Issue #6763, opened 2026-08-06
fix(notifications): preserve mid-sentence mention previews


NotThatKindOfDrLiz:
## Problem

Current main prevents raw npub leakage in notification comment previews, but when a bech32 Nostr reference starts before the 50-character preview limit and ends after it, `_bech32AwareCut` omits the token unless the content before it is only whitespace or punctuation.

That means a mid-sentence mention can disappear from the preview entirely, for example:

`Reply to nostr:npub1... more` -> `Reply to...`

This is better than rendering a raw npub, but still loses useful user-visible context.

## Expected direction

Resolve/linkify profile references to their display labels before applying the preview cap, or otherwise build notification preview text from display-ready spans instead of truncating raw Nostr content.

## Acceptance criteria

- Mid-sentence profile mentions remain visible in bounded notification comment previews when the resolved display label fits.
- Raw bech32 tokens are still never split or rendered as invalid npub fragments.
- Existing bounds against unbounded remote-controlled notification content remain in place.
- Add focused regression tests for mid-sentence mention preservation and the existing no-raw-npub cases.

## Notes

Do not block the Android release for #6762 on this follow-up. The original Galaxy S22 Ultra report on `1.0.17+668` is the already-fixed #6346 regression being shipped separately.

realmeylisdev:
While verifying #6762 I found this defect is **locale-dependent** on current `main`, which I think changes the framing here.

`_hasOnlyWhitespaceOrPunctuationBefore` only rejects ASCII `[0-9A-Za-z]`, so Cyrillic, CJK, and accented lead-in text counts as punctuation. A straddling token therefore *does* qualify as "leading" in those locales, and `_bech32AwareCut` returns the token's end instead of its start — the mention survives. Captured from a probe against `main`:

```
cyrillic (100 chars) => "Привет всем друзьям сегодня nostr:npub1…uulstw6..."
latin     (32 chars) => "Hello everyone my friends tod..."
```

So the mention loss described here reproduces for Latin-script content but not for most non-Latin content. That is accidental, and it comes at a cost: the 50-char preview cap silently becomes `limit * 4` = 200 for those locales, which is four times the intended bound on remote-controlled notification content — the bound #6345 deliberately added.

[...]

Issue #6762, opened 2026-08-06
chore(release): ship Android notification npub fix


NotThatKindOfDrLiz:
> **Retargeted twice.** The original framing assumed the reporter's build predates `b652e472c` and that cutting a new Android release would fix it. The first retarget (2026-08-07) refuted the "cut a release" half but misidentified the Play blocker as an uncompleted declaration. [Play Console state checked directly on 2026-08-08](https://github.com/divinevideo/divine-mobile/issues/6762#issuecomment-5223972005) settled it: the declaration was already done, and the real blocker is a stalled staged rollout. Original body preserved at the bottom.

## Problem

An Android user on Galaxy S22 Ultra reports that in-app notifications show a raw `npub` when they are tagged in comments, while the comment itself shows the resolved tag/name. That is the symptom of #6346, fixed by `b652e472c` / #6345 (merged 2026-07-25 05:30 UTC).

The reporter installed from Play. The fix is already in a Play artifact — it has just never reached them:

| Play production release | Date | Contains `b652e472c` | Reach |
|---|---|---|---|
| 672 (1.0.17) | Jul 25 | **Yes** | **20% of users** |
| 668 (1.0.17) | Jul 22 | No | everyone else |

The staged rollout of 672 stopped at 20% and was never advanced, so roughly 80% of Play users — including the reporter — are still on a build that predates the fix.

The GitHub release APK (what Zapstore consumes) has shipped the fix since 2026-07-26. That channel is fine.

**No new build is needed.** Advancing the existing rollout ships it.

## Blocked by

- #6860 — advance the Play production rollout of 672 from 20% to 100%. Needs someone with release manager access.

## Acceptance criteria

- [ ] #6860 is done: release 672 is at 100% on the Play production track.
- [ ] Confirm the reporter is offered the update.
- [ ] Confirm the reporter can no longer reproduce raw `npub` text in in-app notification comment previews for tagged comments.

## Worth knowing: the release tag does not identify the code

`codemagic.yaml` derives the GitHub release tag from `pubspec.yaml`'s `versionName` **at build time**, so a build run days after a tag was published attaches its APKs to that existing tag. The `1.0.17` tag points at `9e56db655` (2026-07-22), but the APKs hanging off it were built 2026-07-26 and contain commits that are not in the tagged commit — including `b652e472c`.

[...]

PR #6345, opened 2026-07-24
fix(notifications): keep bech32 npub tokens intact in reply/comment previews

rabble:
Closes #6346

## What & why

Notification reply/comment quotes were showing raw, sliced `npub1...` strings instead of resolved names. `_truncateComment` capped previews at 50 chars with a blind substring, so embedded bech32 Nostr references could be cut mid-token before the UI linkifier had a chance to decode them.

## Fix

Make `_truncateComment` bech32-token-aware without letting remote notification content bypass the preview cap:

- align the repository token boundary with `LinkifiedTextSpanBuilder` so only UI-decodable token spans are protected;
- when a token straddles the 50-char cut, omit the token instead of slicing it;
- when the preview is only whitespace/punctuation plus a bounded Nostr reference, keep the whole token so the UI can resolve it;
- reject unbounded token-shaped content by dropping that token rather than persisting thousands of remote-controlled characters;
- trim trailing whitespace before adding the ellipsis.

Current `main` also includes the dedicated `notification_repository` CI workflow, so the package tests now run in CI after this rebase.

## Verification

- `mise exec -- dart format --output=none --set-exit-if-changed packages/notification_repository/lib/src/notification_repository.dart packages/notification_repository/test/src/notification_repository_test.dart`
- `mise exec -- flutter analyze packages/notification_repository`
- `mise exec -- flutter test test/src/notification_repository_test.dart` from `mobile/packages/notification_repository` - 131 pass
- pre-push hook: no merge conflicts with main, analyzer clean, changed-file notification_repository tests pass

## Regression tests added

1. Reply body is just a bounded `npub1...` token and stays decodable.
2. Leading whitespace/punctuation before `npub1...` still keeps the token intact.
3. `Reply to <npub> more` omits the straddling token and avoids a sliced `npub1` fragment.
4. Oversized leading token-shaped content is not persisted unbounded.
5. Alphanumeric-embedded `prefixnpub1...` text is not treated as a linkifier token.

PR #6839, opened 2026-08-07
fix(notifications): protect every UI-decodable reference in previews

realmeylisdev:
## Description

#6345 made the notification comment preview stop slicing bech32 tokens. While verifying that fix for #6762 I found the preview cut is still wrong in two other ways, and review found a third. All three are the same underlying mistake — the repository's idea of "a reference the UI can decode" does not match what `LinkifiedTextSpanBuilder` actually decodes.

**1. A bare 64-char hex reference was never protected.**

`LinkifiedTextSpanBuilder._combinedRegex` decodes a bare 64-char hex pubkey / event id and renders it as a tappable "View video" link. The repository's `_bech32ReferencePattern` covered only the bech32 alternative. A hex reference is 64 characters, so it *always* exceeded the 50-char cap and was *always* sliced — and anything shorter than 64 hex chars is not a reference, so the row rendered 50 raw hex characters instead of a link. Same defect class as #6346, different token type.

Before / after, from the repository tests:

```
before:  "a1b2c3d4e5f60718293a4b5c6d7e8f90a1b2c3d4e5f6071829..."
after:   "a1b2c3d4e5f60718293a4b5c6d7e8f90a1b2c3d4e5f60718293a4b5c6d7e8f90..."
```

**2. The preview cap did not apply to non-Latin scripts.**

`_hasOnlyWhitespaceOrPunctuationBefore` rejected only ASCII `[0-9A-Za-z]`, so Cyrillic, CJK, and accented lead-in text counted as punctuation. A straddling token then qualified as "leading", and the cut returned the token's *end* — bounded only by `limit * 4`. The 50-char cap silently became 200 for most locales, persisting four times the intended amount of remote-controlled notification content:

```
Cyrillic lead-in (before):  100 chars — "Привет всем друзьям сегодня nostr:npub1…uulstw6..."
Latin lead-in    (before):   32 chars — "Hello everyone my friends tod..."
Cyrillic lead-in (after):    30 chars — "Привет всем друзьям сегодня..."
```

Non-ASCII *punctuation* (guillemets, em dash) still correctly counts as a leading-token prefix; there is a test for that direction too.

**3. A hex or bech32 run inside a URL or hashtag was protected as if the UI decoded it.**

Found in review by @hm21 and fixed in a11bde3a4 — a regression introduced by fix 1 above. Adding the hex alternative gave the repository a pattern that could match a hex run *anywhere*, including inside a span the UI never links. `LinkifiedTextSpanBuilder` resolves alternation per start position, so a URL or hashtag containing a hex run starts earlier and wins: `https://host/<64-hex>` is a single URL token and the hex inside it is never a reference. The cut was pulled back to it anyway, shortening the preview for a span the UI does not resolve. Blossom and CDN media URLs are exactly `https://host/<sha256>`, so this is the common shape rather than an edge case:

```
before this PR:  "Look at this https://blossom.divine.video/a1b2c3d4..."  (53)
on b09b6e7ac:    "Look at this https://blossom.divine.video/..."          (45)
after a11bde3a4: "Look at this https://blossom.divine.video/a1b2c3d4..."  (53)
```

`#<64-hex>` was worse, collapsing the preview to `nice one #...` (13 chars of a 50-char budget).

The fix mirrors `_combinedRegex` alternative for alternative and protects only the bech32 and hex capture groups, so the surrounding alternatives consume their own text and a run buried inside them is not mistaken for a reference. Two consequences worth naming:

- The UI's trailing `@([a-zA-Z][a-zA-Z0-9_]{0,30})` alternative is deliberately **not** mirrored. It beats bech32 for `@npub1…` and truncates the token to 31 characters, so mirroring it would drop the protection #6346 added for that input. Whether the UI should tokenize `@npub1…` as a mention at all is a separate question from this cut, and is not decided here.
- A bech32 token inside a URL path is no longer pulled back either, because the UI reads that as a URL too. This is a deliberate behaviour change relative to `main` and is pinned by a test. It is not separable from the fix: bech32-in-URL and hex-in-URL are the same alternative, so keeping the old behaviour there would reintroduce the hex-in-URL regression that is the common case.

The fix replaces the ASCII loop with `RegExp(r'[\p{L}\p{N}]', unicode: true)`, adds the hex alternative to the reference pattern, and mirrors the surrounding UI alternatives so the "exactly what the UI can decode" rule holds, renaming to drop the now-inaccurate `bech32` prefix.

**Related Issue:** Relates to #6762, #6346, #6763

## Out of Scope

- The mid-sentence mention loss tracked in #6763. Note for that issue: this change makes the behaviour *consistent* across locales — previously Cyrillic lead-ins accidentally kept the mention while Latin ones dropped it. #6763 remains the fix for preserving it everywhere.
- Sharing one token regex between `notification_repository` and `LinkifiedTextSpanBuilder`. They are kept in sync by comment and by the tests here; a shared source would mean extracting a new package, since a pure-Dart package cannot depend on the app layer.
- Whether the UI should tokenize `@npub1…` as a 31-char mention instead of a bech32 reference. Pre-existing, unchanged here.

## Verification

- `flutter test` in `mobile/packages/notification_repository` — **172 pass**
- `flutter test --coverage` in that package — **95.68%**, above its `min_coverage: 94` gate
- `flutter test test/notifications/` — **210 pass**
- `flutter analyze` in the package — no issues
- `flutter analyze lib test integration_test` in `mobile/` — no issues
- `dart format --set-exit-if-changed` — clean

Red/green status per test, re-checked against `origin/main` and against `b09b6e7ac` rather than asserted:

- Tests 1, 2, 3 fail against `origin/main` and pass after — the "before" numbers above are captured output from that run, not estimates.
- Tests 8, 9, 10 fail against `b09b6e7ac` and pass after; the numbers in defect 3 are captured from that run.
- Tests 4, 5, 7 are **guard tests that also pass against pre-fix code**. They pin behaviour that must not regress (the other side of the non-Latin fix, and the render-layer failure modes that give the repository cut its reason to exist) rather than demonstrating a fixed defect. An earlier revision of this description claimed every test was red first; that was wrong for these three.

### Tests added

`notification_repository`:
1. Keeps a bounded leading 64-hex reference intact.
2. Omits a straddling 64-hex reference rather than slicing it.
3. Applies the 50-char cap to non-Latin lead-in text.
4. Still treats punctuation-only lead-in (including non-ASCII punctuation) as leading.
8. Leaves a hex run inside a URL to the plain cut.
9. Leaves a bech32 token inside a URL to the plain cut.
10. Leaves a hex run behind a hashtag to the plain cut.

`notification_comment_quote`:
5. An undecodable npub renders as raw text — pins the #6346 failure mode at the render layer, which previously had no guard.
6. An intact 64-hex reference renders as a tappable link.
7. A partial hex reference renders as raw text.

Test 6 also required adding `AppLocalizations.localizationsDelegates` / `supportedLocales` to this file's `_pump` helper, which was missing them. Without the delegates `videoLabel` resolved to `null` and the widget silently fell back to rendering the raw reference — so the harness would have reported a broken link as passing.

## Type of Change

### DIFF
--- a/mobile/packages/notification_repository/lib/src/notification_repository.dart
+++ b/mobile/packages/notification_repository/lib/src/notification_repository.dart
@@ -46,16 +46,30 @@ final RegExp _npubIdentifierPattern = RegExp(
   caseSensitive: false,
 );
 
-/// A bech32 Nostr reference embedded in note content, e.g. `npub1...` or
-/// `nostr:nprofile1...`.
+/// A Nostr reference embedded in note content that the UI can decode: either
+/// bech32 (`npub1...`, `nostr:nprofile1...`) or a bare 64-char hex pubkey /
+/// event id.
 ///
-/// Keep this boundary rule aligned with
-/// `LinkifiedTextSpanBuilder._combinedRegex` so the repository only protects
-/// token spans the UI can decode.
-final RegExp _bech32ReferencePattern = RegExp(
-  r'(?<![A-Za-z0-9])(?:nostr:)?(?:npub|nprofile|note|nevent|naddr)1[a-z0-9]+\b',
+/// Keep both boundary rules aligned with
+/// `LinkifiedTextSpanBuilder._combinedRegex` so the repository protects
+/// exactly the token spans the UI can decode — no more, no less. A hex
+/// reference is 64 characters, so it always exceeds the preview cap; leaving
+/// it unprotected guaranteed a sliced fragment that the UI then rendered as
+/// raw hex, which is the same defect bech32 slicing caused.
+final RegExp _decodableReferencePattern = RegExp(
+  r'(?<![A-Za-z0-9])(?:nostr:)?(?:npub|nprofile|note|nevent|naddr)1[a-z0-9]+\b'
+  '|(?<![A-Fa-f0-9])[A-Fa-f0-9]{64}(?![A-Fa-f0-9])',
   caseSensitive: false,
 );
+
+/// Any letter or digit in any script.
+///
+/// The preview's "is this token the leading content?" test must treat
+/// Cyrillic, CJK, and accented text as content. Testing only ASCII
+/// `[0-9A-Za-z]` classified every non-Latin script as punctuation, which let
+/// a straddling token qualify as leading and silently raised the preview cap
+/// from [_maxCommentLength] to four times that for most locales.
+final RegExp _letterOrDigitPattern = RegExp(r'[\p{L}\p{N}]', unicode: true);
 
 /// Retry policy for the first-page notifications fetch.
 ///
@@ -2335,12 +2349,12 @@ class NotificationRepository {
   ///
   /// Only applies to comment and reply notifications.
   ///
-  /// The cut avoids splitting a bech32 Nostr reference (`npub1...`,
-  /// `nprofile1...`, `note1...`, `nevent1...`, `naddr1...`) mid-token. A
-  /// sliced token can no longer be decoded, so the row widget falls back to
-  /// rendering the raw `npub1...` string verbatim instead of resolving it.
-  /// Keeping a bounded leading token intact lets the UI linkifier resolve it to
-  /// `@<name>`.
+  /// The cut avoids splitting a Nostr reference the UI can decode — bech32
+  /// (`npub1...`, `nprofile1...`, `note1...`, `nevent1...`, `naddr1...`) or a
+  /// bare 64-char hex pubkey / event id — mid-token. A sliced token can no
+  /// longer be decoded, so the row widget falls back to rendering the raw
+  /// string verbatim instead of resolving it. Keeping a bounded leading token
+  /// intact lets the UI linkifier resolve it to `@<name>`.
   static String? _truncateComment(String? content, NotificationKind kind) {
     if (content == null) return null;
     if (kind != NotificationKind.comment && kind != NotificationKind.reply) {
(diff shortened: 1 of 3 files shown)


hm21 (approved):
Reviewed and took over one finding — pushed as a11bde3a4, separate commit, no force-push.

### Finding: the hex alternative fired inside spans the UI never links

`_decodableReferencePattern` held only the bech32 and hex alternatives, so it could not see that `LinkifiedTextSpanBuilder` resolves alternation per start position. A URL or hashtag containing a hex run starts earlier and wins there — `https://host/<64-hex>` is a single URL token in the UI and the hex inside it is never a reference — but the cut was pulled back to it anyway:

```
before this PR:  "Look at this https://blossom.divine.video/a1b2c3d4..."  (53)
on b09b6e7ac:    "Look at this https://blossom.divine.video/..."          (45)
```

Blossom and CDN media URLs are exactly `https://host/<sha256>`, so that is the common shape rather than an edge case. `#<64-hex>` had the same problem, dropping the preview to `nice one #...`.

### Fix

Mirror the surrounding alternatives from the UI tokenizer and protect only capture groups 3 and 4. That makes the rule your doc comment states — "exactly the token spans the UI can decode, no more, no less" — actually true instead of aspirational.

Two calls in there that are yours to overrule:

- The UI's trailing `@([a-zA-Z][a-zA-Z0-9_]{0,30})` alternative is deliberately **not** mirrored. It beats bech32 for `@npub1…` and truncates the token to 31 characters, so mirroring it would drop the protection #6346 added for that input. Whether the UI should tokenize `@npub1…` as a mention at all is a separate question from this cut.
- Consequence, pinned by a new test: a bech32 token inside a URL path is no longer pulled back either, because the UI reads that as a URL too. Drop that test and the group-1 alternative if you would rather keep the old behaviour there.

### Validation on a11bde3a4

- `flutter test` in `notification_repository` — 172 pass; `--coverage` 95.68%, above the 94 gate
- `flutter analyze` clean in the package and `flutter analyze lib test integration_test` clean in `mobile/`
- `flutter test test/notifications/` — 210 pass; `dart format` clean
- Each of the three new tests was run against b09b6e7ac first and fails there

All checks are green. `Tests (shard 3/4)` failed once on `test/providers/personal_event_cache_service_provider_test.dart:218` and passed on re-run — that file is outside both diffs, and its `waitForInitialized` helper is a bounded 20-turn `pumpEventQueue` poll that gives up silently, so it is a pre-existing timing flake rather than anything from this branch.

### One process note

"Each new test was confirmed to fail against pre-fix code before being kept" does not hold for `still treats punctuation-only lead-in as leading for a bech32 token`, `renders an undecodable npub as raw text`, or `renders a partial hex reference as raw text` — all three are green against pre-fix code. They are fine as guard tests; just worth not claiming otherwise.

Yours to merge.

realmeylisdev:
Thanks @hm21 — checked a11bde3a4 rather than taking it on trust, and it holds. Both calls stand as you pushed them.

**The finding.** Reproduced: your three tests fail on b09b6e7ac with exactly the output you quoted, including `nice one #...` collapsing a 50-char budget to 13. It is a regression my own commit introduced — `main` never matched hex at all, so `https://host/<sha256>` was cut plainly there. Adding the hex alternative is what let it match inside a span the UI never links. Diffed the mirrored pattern against `_combinedRegex` character by character: identical, the `@mention` alternative being the only difference.

**`@mention` not mirrored — agreed.** Confirmed `@npub1…` resolves to group 5 at 32 characters, so the UI truncates it to a mention either way and mirroring would drop #6346's protection for no gain. Keeping it out.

***

> [ASSIGNED TASK] A count is needed of the lines above that hold the word "predates"; give that count and no other text.

> [EXERCISE RESULT] 2